In the pulsed opticalfeedbackpreamplifier, Figure 8.18(c), the resistor is omitted and the
input FET is permitted to charge-up in steps by each new pulse. The output signal is in the
form of a staircase function and this is transformed to voltage pulses by differentiating
circuits in the main amplifier. When the accumulated charge becomes too large (i.e. the
output voltage is near its highest possible value) the sensor circuit triggers and the FET is
irradiated with a short light pulse from the built-in light emitting diode thereby causing a
short circuit in the FET, removing the accumulated charge. The reset operation produces
a large voltage swing at the preamplifier output which may easily overload the main
amplifier and make it distort pulses rapidly following the reset pulse. In order to avoid
making measurements during and immediately after the big reset pulse a blocking signal is
often available from the preamplifier during the reset pulse. A typical pulsed optical
feedback preamplifier can, with a Si(Li) X-ray detector, give a FWHM of < 150 eV at 5.9
keV. The good resolution is important in low energy applications, e.g. X-ray
measurements. A minor drawback of pulsed optical feedback is the extra dead time
introduced by blocking measurements during each reset operation.
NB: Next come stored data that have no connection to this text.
PR #747, opened 2021-10-08
Ubsan match

ohm314:


ohm314:
sorry - went into the wrong repo...

PR #752, opened 2021-10-13
codecov new uploader

alexsavulescu:
* bash script will be deprecated
* download new binary uploader and perform integrity checks


alexsavulescu:
> LGTM (by the way, I haven't looked at the all details, I assume these are standard instructions from codecov.io)

Indeed, all working without any change. For the old shasum checks I had to fiddle around :/

PR #758, opened 2021-10-22
Return var name with index

### LINKED ISSUE #511: ' parsed as operator
for this [PR](https://github.com/BlueBrain/nmodl/pull/495) I need to get the variable of a derivative. For example:

```
a' -> a
F'[0] -> F[0]
```

Right now, the ' is embedded in the definition of the name node. Name vs PrimeName. In addition, this means that we can have only 1st derivatives of a variable (in case we want to expand the language). 

It would be nice to have it as an operator instead so that we can convert from derivative to variable simply erasing that node.

WeinaJi:
* Add function in visitor_utils to return node name with index for IndexedName node
* Add a visitor to visit IndexedName node and get the dependencies of DiffEqExpression

Fixes #511


iomaganaris (approved):
LGTM. Maybe @cattabiani wants to have a look as well?

test/unit/visitor/node_index.cpp
```diff
@@ -0,0 +1,80 @@
...
+                auto result_dependencies = get_indexedname_dependencies(*ast).second;
+                REQUIRE(result_name == var);
+                REQUIRE(result_dependencies.first == expect.first);
+                REQUIRE(result_dependencies.second == expect.second);
+            }
+            THEN("Get dependencies") {
+                auto ast = to_ast(nmodl_text_b);
+                std::unordered_set<std::string> vars{"m", "h"};
+                std::string var("m");
+                auto expect = std::make_pair(var, vars);
```
cattabiani, line 72: this pair is not really useful but I do not mind

test/unit/visitor/node_index.cpp
```diff
@@ -0,0 +1,80 @@
...
+                auto result_name = get_indexedname_dependencies(*ast).first;
+                auto result_dependencies = get_indexedname_dependencies(*ast).second;
+                REQUIRE(result_dependencies.first == expect.first);
+                REQUIRE(result_dependencies.second == expect.second);
+            }
+        }
+    }
+}
```
cattabiani, line 80: may we also test this case?

`a' -> a`

src/visitors/visitor_utils.cpp
```diff
@@ -260,4 +260,19 @@ std::pair<std::string, std::unordered_set<std::string>> statement_dependencies(
     return {key, out};
 }
 
+std::string get_indexed_name(const ast::IndexedName& node) {
+    return node.get_node_name() + "[" + to_nmodl(node.get_length()) + "]";
```
cattabiani, line 264: I think you can use fmt instead to avoid extending the string

src/visitors/visitor_utils.cpp
```diff
@@ -260,4 +260,19 @@ std::pair<std::string, std::unordered_set<std::string>> statement_dependencies(
     return {key, out};
 }
 
+std::string get_indexed_name(const ast::IndexedName& node) {
```
cattabiani, line 263: shouldn't this be a method of the class `IndexedName`?

src/visitors/visitor_utils.cpp
```diff
@@ -260,4 +260,19 @@ std::pair<std::string, std::unordered_set<std::string>> statement_dependencies(
...
+    return node.get_node_name() + "[" + to_nmodl(node.get_length()) + "]";
+}
+
+std::string get_full_var_name(const ast::VarName& node) {
```
cattabiani, line 267: also this could be a method of the class `VarName`

cattabiani (changes requested):
Very nice! I have just a few questions and a small addition to ask:
- why do you need `IndexedNameVisitor`? Only for the unit test? I forgot now: why the dependencies need to be updated and how was it working before?

cattabiani:
>LGTM. Maybe @cattabiani wants to have a look as well?
yes, thx @iomaganaris I missed this pr

src/visitors/visitor_utils.cpp
iomaganaris: I think that this is just a pain to do because of the need of `to_nmodl` function. `get_length` returns an `Expression` that cannot be easily converted to `string` since it might have various different forms. I'm not sure if it's worth it to complicate the current code that much

src/visitors/visitor_utils.cpp
iomaganaris: For reasons applied at the above function I think it's fine to keep it as it is

test/unit/visitor/node_index.cpp
iomaganaris: This is already tested with
```
std::string nmodl_text_b = R"(
            BREAKPOINT  {
                SOLVE states STEADYSTATE sparse
            }
            DERIVATIVE states {
                m' = m + h
            }
        )";
```
I believe

src/visitors/indexedname_visitor.hpp
```diff
@@ -0,0 +1,68 @@
...
+    /// Get dependencies for the DiffEqExpression node
+    void visit_diff_eq_expression(ast::DiffEqExpression& node) override;
+
+    void visit_program(ast::Program& node) override;
+
+    /// get the attribute indexed_name
+    std::string get_indexed_name();
+
+    /// get the attribute dependencies
+    std::pair<std::string, std::unordered_set<std::string>> get_dependencies();
```
pramodk, line 62: nitpick: could you elaborate comment here ? I don't easily guess what is `attribute` referring here.

pramodk (approved):
LGTM

src/visitors/indexedname_visitor.hpp
WeinaJi: Hi @pramodk , the attribute means the private member `std::pair<std::string, std::unordered_set<std::string>> dependencies` of this visitor class.  The value of `dependencies` is assigned by the member function  above
``` 
    /// Get dependencies for the DiffEqExpression node
    void visit_diff_eq_expression(ast::DiffEqExpression& node) override;
```

WeinaJi:
@iomaganaris , thanks for following this PR.  Let's try to close it this year !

The output from a voltage sensitive or resistor feedback preamplifier is a tail pulse with
a rather long decay time. Hence, some pulse pile-up is unavoidable, except at very low
count rates. Pile-up will cause the average level of this signal to increase with pulse rate,
which may approach the limit of linear operation of the preamplifier.
8.7.2. Amplifiers
The purpose of an amplifier to amplify a voltage pulse in a linear fashion and to shape
the pulse so that the event can be analyzed easily and correctly in a short time. A linear
amplifier accepts tail pulses as input, usually of either polarity, and produces a shaped and
amplified pulse with standard polarity and amplitude span (NIM standard is positive polarity
and 0 - 10 V amplitude). On most commercial linear amplifiers, the time constants for the
various pulse shaping circuits are adjustable to fit various detector and count-rate
requirements.
Biased amplifiers shifts the zero of the amplified pulse down while still producing only
positive output pulses. This effect is important in e.g. a-spectrometry as the lower energy
range is normally of no interest and it is better to use the available output amplitude span
to enlarge the interesting energy region than to cover the whole energy range.
Amplifiers with a logarithmic response have use in liquid scintillation counting for
compression of the higher energy part of the B-spectrum.